Bernoulli Tuples

This document explores Bernoulli approximations of tuple types (product types), demonstrating two distinct approaches: tuples of Bernoulli values versus Bernoulli tuples. We focus on pairs for concrete examples, but the principles generalize to n-tuples.

Two Approaches to Approximate Pairs

Consider the pair type (bool, bool) with values like (true, false).

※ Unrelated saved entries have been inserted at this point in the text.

PR #8312, opened 2016-11-04
Fail loudly when doing backup against an old version backup

spacecowboy:
Incremental backup has the following scenarios, when run against an
existing backup B:

1. B is "up to date" (incremental backup possible)
2. B is "too far out of date" (full backup required)
3. B is a backup of an older database store (because you just updated
   to 3.1 and your backup is of 3.0)
4. B is a backup of a different store but the same version

Previously, 3 and 4 were intended to behave differently.

4 would correctly fail with an error to avoid deleting someone's
precious backup files.

3 failed with an error due a bug in the error handling logic, the
intention was to move the old backup and then do a full
backup. However, another bug (masked by the error handling bug) would
have deleted that directory.

Regardless, the correct thing is to fail for 3. The primary reason
being that it is impossible (or unreasonably hard) to determine if
both 3 and 4 apply (e.g., it's a backup of a different store which
also has a different version). This because we start an embedded
database server as part of the backup, and that will always fail if
the store is of a different version.

### DIFF
--- a/enterprise/backup/src/main/java/org/neo4j/backup/BackupService.java
+++ b/enterprise/backup/src/main/java/org/neo4j/backup/BackupService.java
@@ -262,9 +262,7 @@ class BackupService
         }
         catch ( RuntimeException e )
         {
-            Throwable cause = e.getCause() == null ? e : rootCause( e );
-
-            if ( cause instanceof UpgradeNotAllowedByConfigurationException )
+            if ( rootCause( e ) instanceof UpgradeNotAllowedByConfigurationException )
             {
                 throw new UnexpectedStoreVersionException( "Failed to perform backup because existing backup is from " +
                         "a different version.", e );
--- a/enterprise/backup/src/main/java/org/neo4j/backup/BackupService.java
+++ b/enterprise/backup/src/main/java/org/neo4j/backup/BackupService.java
@@ -267,7 +267,7 @@ class BackupService
             if ( cause instanceof UpgradeNotAllowedByConfigurationException )
             {
                 throw new UnexpectedStoreVersionException( "Failed to perform backup because existing backup is from " +
-                        "a different version." );
+                        "a different version.", e );
             }
 
             throw e;
--- a/enterprise/backup/src/main/java/org/neo4j/backup/BackupService.java
+++ b/enterprise/backup/src/main/java/org/neo4j/backup/BackupService.java
@@ -58,7 +58,9 @@ import org.neo4j.kernel.impl.logging.StoreLogService;
 import org.neo4j.kernel.impl.store.MetaDataStore;
 import org.neo4j.kernel.impl.store.MismatchingStoreIdException;
 import org.neo4j.kernel.impl.store.StoreId;
+import org.neo4j.kernel.impl.store.UnexpectedStoreVersionException;
 import org.neo4j.kernel.impl.store.id.IdGeneratorImpl;
+import org.neo4j.kernel.impl.storemigration.UpgradeNotAllowedByConfigurationException;
 import org.neo4j.kernel.impl.transaction.log.MissingLogDataException;
 import org.neo4j.kernel.impl.transaction.log.TransactionIdStore;
 import org.neo4j.kernel.impl.transaction.log.entry.VersionAwareLogEntryReader;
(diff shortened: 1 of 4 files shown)


enterprise/backup/src/main/java/org/neo4j/backup/BackupService.java
```diff
@@ -257,6 +260,18 @@ BackupOutcome doIncrementalBackupOrFallbackToFull( String sourceHostNameOrIp, in
                         "but that failed as well: '" + fullBackupFailure.getMessage() + "'.", fullBackupFailure );
             }
         }
+        catch ( RuntimeException e )
+        {
+            Throwable cause = e.getCause() == null ? e : rootCause( e );
```
benbc: `rootCause()` already handles the `null` case.

enterprise/backup/src/main/java/org/neo4j/backup/BackupService.java
```diff
@@ -257,6 +260,18 @@ BackupOutcome doIncrementalBackupOrFallbackToFull( String sourceHostNameOrIp, in
...
+
+            if ( cause instanceof UpgradeNotAllowedByConfigurationException )
+            {
+                throw new UnexpectedStoreVersionException( "Failed to perform backup because existing backup is from " +
+                        "a different version." );
```
benbc: Why not include the original exception as a cause to easy debugging?

enterprise/backup/src/main/java/org/neo4j/backup/BackupTool.java
```diff
@@ -243,6 +203,10 @@ private BackupOutcome doBackup( HostnamePort hostnamePort, File to, ConsistencyC
             systemOut.println( "Done" );
             return outcome;
         }
+        catch ( UnexpectedStoreVersionException e )
+        {
+            throw new ToolFailureException( e.getMessage() );
```
benbc: Also pass on underlying exception here.

enterprise/backup/src/test/java/org/neo4j/backup/BackupToolIT.java
```diff
@@ -0,0 +1,107 @@
...
+    }
+
+    @After
+    public void teardown() throws Exception
+    {
+        pageCache.close();
+    }
+
+    @Test
+    public void oldIncompatibleBackupsAreMovedToSubDir() throws Exception
```
benbc: Not moved?

enterprise/backup/src/test/java/org/neo4j/backup/BackupToolIT.java
```diff
@@ -0,0 +1,107 @@
...
+        dbRule.getGraphDatabaseAPI();
+
+        expected.expect( BackupTool.ToolFailureException.class );
+        expected.expectMessage( "Failed to perform backup because existing backup is from a different version." );
+
+        // Perform backup
+        backupTool.executeBackup( new HostnamePort( "localhost", 6362 ), backupDir.toFile(),
+                ConsistencyCheck.NONE, Config.defaults(), 20L * 60L * 1000L, false );
+    }
+
```
benbc, line 92: Is it worth it/possible to add more cases here for the error cases that you're fixing?

spacecowboy: Like? As far as I know, it's one case, and I have one test for it.

benbc: Different store; different store + different version.

enterprise/backup/src/main/java/org/neo4j/backup/BackupService.java
spacecowboy: No, it explicitly does _not_ handle the null case:

``` java
public static Throwable rootCause( Throwable caughtException )
    {
        if ( null == caughtException )
        {
            throw new IllegalArgumentException( "Cannot obtain rootCause from (null)" );
        }
...
```

enterprise/backup/src/test/java/org/neo4j/backup/BackupToolIT.java
spacecowboy: `BackupServiceIT` has a test: `incrementalBackupShouldFailWhenTargetDirContainsDifferentStore` which covers that IMO.

enterprise/backup/src/main/java/org/neo4j/backup/BackupService.java
benbc: That's the wrong `null` case, isn't it? You're checking `e.getCause()`, which it copes with being `null`. The case you point out would be equivalent to `e` being `null`.

enterprise/backup/src/test/java/org/neo4j/backup/BackupToolIT.java
benbc: Okay. As long as you're happy we're testing everything we should.

enterprise/backup/src/main/java/org/neo4j/backup/BackupService.java
spacecowboy: true enough!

There are two fundamentally different ways to introduce Bernoulli approximation:

1. Pair of Bernoulli Bools: `(B_bool, B_bool)`

This is a compositional approach where we first construct Bernoulli approximations of each component, then pair them.

// Latent pair
(x1, x2) where x1, x2 ∈ bool

// Pair of Bernoulli observations  
(B_bool(x1), B_bool(x2))

Construction Process: 1. Start with latent values x1 and x2 2. Independently observe B_bool(x1) and B_bool(x2) 3. Construct the pair (B_bool(x1), B_bool(x2))

Error Characteristics: - Each component has its own error rate: Pr{B_bool(x1) ≠ x1} = ε1, Pr{B_bool(x2) ≠ x2} = ε2 - Errors are independent between components - The pair is correct iff both components are correct: Pr{pair correct} = (1-ε1)(1-ε2)

2. Bernoulli Pair of Bools: `B_{(bool,bool)}`

This is a direct approximation of the pair type itself, treating the pair as a single unit.

// Latent pair
p = (x1, x2) where p ∈ (bool, bool)

// Bernoulli approximation of the pair
B_{(bool,bool)}(p)

Construction Process: 1. Start with latent pair p = (x1, x2) 2. Directly construct approximation B_{(bool,bool)}(p) using some process (e.g., hash-based, channel-based) 3. Extract components via first(B_{(bool,bool)}(p)) and second(B_{(bool,bool)}(p))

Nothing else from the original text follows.